What to produce: Beginning with the first line of the data below, extract each line up to and including the one containing "Often, PRs are". Copy them exactly and add nothing.

-------- Data shown --------

PR #3511, opened 2025-11-13
Add issue checker

### LINKED ISSUE #3508: Require that every open PR be associated with an issue
Often, PRs are opened and it's not clear why it was opened or what the priority of the solution is.

We should require that all PRs be associated with an issue before they can be merged.

Maybe configuration in Github settings.

ndrezn:
Closes #3508

Primarily to help the core team review incoming community PRs and keep track of changes.

GHA can be found in: https://github.com/plotly/pr-issue-checker

### DIFF
--- a/.github/workflows/pr-issue-check.yml
+++ b/.github/workflows/pr-issue-check.yml
@@ -12,6 +12,6 @@ jobs:
   check-linked-issue:
     runs-on: ubuntu-latest
     steps:
-      - uses: plotly/pr-issue-checker
+      - uses: plotly/pr-issue-checker@main
         with:
           github-token: ${{ secrets.GITHUB_TOKEN }}
--- a/.github/workflows/pr-issue-check.yml
+++ b/.github/workflows/pr-issue-check.yml
@@ -16,6 +16,6 @@ jobs:
         with:
           github-token: ${{ secrets.GITHUB_TOKEN }}
           exempt-labels: "no-issue-needed"
-          request-issue-message: "Could you please link an issue to this PR? This helps us track the context and purpose of changes."
-          thank-you-message: "Thank you for your contribution! 🎉"
+          request-issue-message: "Could you please link an issue to this PR? This helps us track the context and purpose of changes. If an issue doesn't exist yet, create one before linking it."
+          thank-you-message: "Thank you for your contribution to Dash! 🎉"
           issue-added-message: "Thanks for adding an issue! ✅"
--- a/.github/workflows/pr-issue-check.yml
+++ b/.github/workflows/pr-issue-check.yml
@@ -18,4 +18,4 @@ jobs:
           exempt-labels: "no-issue-needed"
           request-issue-message: "Could you please link an issue to this PR? This helps us track the context and purpose of changes. If an issue doesn't exist yet, create one before linking it."
           thank-you-message: "Thank you for your contribution to Dash! 🎉"
-          issue-added-message: "Thanks for adding an issue! ✅"
+          issue-added-message: ""
--- a/.github/workflows/pr-issue-check.yml
+++ b/.github/workflows/pr-issue-check.yml
@@ -15,3 +15,7 @@ jobs:
       - uses: plotly/pr-issue-checker@v1
         with:
           github-token: ${{ secrets.GITHUB_TOKEN }}
+          exempt-labels: "no-issue-needed"
+          request-issue-message: "Could you please link an issue to this PR? This helps us track the context and purpose of changes."
+          thank-you-message: "Thank you for your contribution! 🎉"
+          issue-added-message: "Thanks for adding an issue! ✅"
--- a/.github/workflows/pr-issue-check.yml
+++ b/.github/workflows/pr-issue-check.yml
@@ -2,7 +2,7 @@ name: PR Issue Check
 
 on:
   pull_request:
-    types: [opened, edited, synchronize, labeled, unlabeled]
+    types: [opened, edited, labeled, unlabeled]
 
 permissions:
   pull-requests: write
--- a/.github/workflows/pr-issue-check.yml
+++ b/.github/workflows/pr-issue-check.yml
@@ -12,6 +12,6 @@ jobs:
   check-linked-issue:
     runs-on: ubuntu-latest
     steps:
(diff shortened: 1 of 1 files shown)


.github/workflows/pr-issue-check.yml
```diff
@@ -0,0 +1,17 @@
...
+
+permissions:
+  pull-requests: write
+  issues: read
+
+jobs:
+  check-linked-issue:
+    runs-on: ubuntu-latest
+    steps:
+      - uses: plotly/pr-issue-checker@main
```
emilykl: should reference a commit or tag, not `main` (security)

ndrezn: I'll issue a release of `pr-issue-checker` (e.g. `v1`)

.github/workflows/pr-issue-check.yml
```diff
@@ -0,0 +1,21 @@
...
+jobs:
+  check-linked-issue:
+    runs-on: ubuntu-latest
+    steps:
+      - uses: plotly/pr-issue-checker@v1
+        with:
+          github-token: ${{ secrets.GITHUB_TOKEN }}
+          exempt-labels: "no-issue-needed"
+          request-issue-message: "Could you please link an issue to this PR? This helps us track the context and purpose of changes. If an issue doesn't exist yet, create one before linking it."
+          thank-you-message: "Thank you for your contribution to Dash! 🎉"
```
emilykl, line 20: imo message should be something along the lines of "Thank you for your contribution to Dash! We will review this PR as soon as possible."

.github/workflows/pr-issue-check.yml
```diff
@@ -0,0 +1,21 @@
...
+          issue-added-message: "Thanks for adding an issue! ✅"
```
emilykl: maybe don't even need an additional comment in this case, could just be ""

.github/workflows/pr-issue-check.yml
```diff
@@ -0,0 +1,21 @@
+name: PR Issue Check
+
+on:
+  pull_request:
+    types: [opened, edited, synchronize, labeled, unlabeled]
```
emilykl: is `synchronize` needed here?

AnnMarieW:
What does the error message say if there is no linked issue?  Lots of people don’t know you have to use a magic word before the issue number like `fixes` or `closes`.  And it needs to be in the first issue message block, otherwise GH doesn’t automatically close the issue when it’s merged.

.github/workflows/pr-issue-check.yml
```diff
@@ -0,0 +1,21 @@
...
+
+jobs:
+  check-linked-issue:
+    runs-on: ubuntu-latest
+    steps:
+      - uses: plotly/pr-issue-checker@v1
+        with:
+          github-token: ${{ secrets.GITHUB_TOKEN }}
+          exempt-labels: "no-issue-needed"
+          request-issue-message: "Could you please link an issue to this PR? This helps us track the context and purpose of changes. If an issue doesn't exist yet, create one before linking it."
```
camdecoster, line 19: Could you add a link to help people understand how to link the issue? This [action page section](https://github.com/plotly/pr-issue-checker#how-to-link-issues) is a good option.

.github/workflows/pr-issue-check.yml
camdecoster: It does seem to be [redundant](https://docs.github.com/en/webhooks/webhook-events-and-payloads?actionType=synchronize#pull_request):
> A pull request's head branch was updated. For example, the head branch was updated from the base branch or new commits were pushed to the head branch.

.github/workflows/pr-issue-check.yml
camdecoster: I'd avoid adding any language that implies a timeline for a review.

.github/workflows/pr-issue-check.yml
camdecoster: I agree. The extra comment seems unnecessary.

.github/workflows/pr-issue-check.yml
emilykl: alternative idea, don't leave a comment at all unless the PR is missing a link to an issue

ndrezn: Why not? It's always nice to thank contributors. I can add copy like, "We have many contributions and will do our best to review our PR in a timely manner" or similar

ndrezn:
@AnnMarieW the failure message looks like this:
image

.github/workflows/pr-issue-check.yml
ndrezn: See latest comment with screenshot

.github/workflows/pr-issue-check.yml
camdecoster: I understand your point, but it also seems like it would be noise. If there's no problem, then why comment? We can add a comment (if necessary) during our triage meetings. Ultimately, it's not a blocker for me.

camdecoster (approved):
There might be some kinks to work out, but it seems like we should turn it on and see how it goes.

.github/workflows/pr-issue-check.yml
emilykl: I agree it's nice to thank contributors but a thank you feels better coming from a human than an automation. If we have genuinely useful information to share we can put it in an auto comment, otherwise it's just noise

ndrezn: Let's leave for now so comments aren't being created/deleted all the time

ndrezn:
@T4rk1n could I get a ✅ ?

.github/workflows/pr-issue-check.yml
emilykl: @ndrezn my vote would be:

- no comment if PR has linked issue on creation
- leave comment if PR
- if author links issue, edit comment to say "Thanks for linking an issue!" (but don't leave that comment initially)

but if you want to leave as-is for now that's fine

ndrezn: Leave as-is for simplicity, adjust later as we get some real-world feedback on the flow?

T4rk1n (approved):

PR #3523, opened 2025-11-22
Fallback on background callback function names if source cannot be found

### LINKED ISSUE #1885: [BUG] long_callback fails when bundling python code

corebit-nl:
Additional patch to #2922 to fully fix #1885 . Re-submitted version of #3072 .

This MR adds a patch made in #2922 to similar code, to make background callbacks fully work in compiled binaries (eg. PyInstaller).

## Contributor Checklist

### optionals


T4rk1n (approved):
:woman_dancing:

corebit-nl:
Hi @T4rk1n @ndrezn @emilykl ! Are there any remaining actions I should perform to get this PR merged? Thanks!

camdecoster:
@corebit-nl could you please add a changelog entry? With that, we can get this merged.

corebit-nl:
> @corebit-nl could you please add a changelog entry? With that, we can get this merged.

I did not find the time until now to do so, but I see you already did add a message. Thanks for your effort on getting this merged!

PR #3536, opened 2025-12-04
Feature: `dcc.Button`

KoolADE85:
This PR adds a `dcc.Button`

It is the same as `html.Button` except for the default styles, which match the look-and-feel of the other core components.
image


T4rk1n (approved):
:woman_dancing:

emilykl:
Awesome @KoolADE85! I've wanted this for ages.

PR #3540, opened 2025-12-12
Expose more types for better static typing options

tlauli:
Hi, I have two small improvements to static typing. This is my first contribution, so hopefully I did it right.

## Contributor Checklist

   -  [x] Introduce `ComponentSingleType`, representing a singular renderable entity -> it is possible to render a list of these
   -  [x] Make `_Wildcard` type public by renaming it to `Wildcard`, and making it an `Enum`, which I feel better reflects the intent behind it, plays nice with static type-checkers and prevents users from doing funky stuff with it since it is now public (subclassing or instantiating anything other than the tree variants defined by dash)
- [x] I have added tests, or extended existing tests, to cover any new features or bugs fixed in this PR.

### optionals


dash/development/base_component.py
```diff
@@ -454,14 +454,11 @@ def _validate_deprecation(self):
...
 # Renderable node type.
 ComponentType = typing.Union[
-    str,
-    int,
-    float,
-    Component,
-    None,
-    typing.Sequence[typing.Union[str, int, float, Component, None]],
+    ComponentSingleType,
+    typing.Sequence[ComponentSingleType],
```
T4rk1n, line 461: This type is also duplicated on generate components for backward compatibility. The template is here: https://github.com/plotly/dash/blob/1163158047d424d6521829ec56bada99d2c2d52c/dash/development/_py_components_generation.py#L28-L35

tlauli: I replaced the duplicated code with import from the `base_component`, is that ok?

T4rk1n: No, it's for backward compatibility of generated components in external components libraries, if the library is built with the new imports but used with a previous version of dash it would not work.

tlauli: Oh, I see. I removed the import and used the new type.

T4rk1n (approved):
:woman_dancing:

dash/development/base_component.py
tlauli: Would it be ok to replace the duplicated code with the import for 4.0?

T4rk1n: No, it's really just building the components need to be backward compatible as we don't want to force components libraries to depend on a particular version of dash.

PR #3543, opened 2025-12-15
Bugfix: DCC redesign feedback from `rc4`

KoolADE85:
This PR addresses the feedback collected from `rc4`:

General:
- Bolder (thicker) outline when components are focused
- Small adjustments to default colours so that WCAG colour contrast requirements are met
- Font family & font size consistently inherit from overall page font/size

Dropdowns:
- Hide radio buttons in single-select dropdowns
- Allow `Backspace` and `Delete` keys to clear selection

Input:
- Fix `type=number` increment/decrement buttons could appear disabled even though they are not


T4rk1n (approved):
:woman_dancing:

--------

Written answer:
PR #3511, opened 2025-11-13
Add issue checker

### LINKED ISSUE #3508: Require that every open PR be associated with an issue
Often, PRs are opened and it's not clear why it was opened or what the priority of the solution is.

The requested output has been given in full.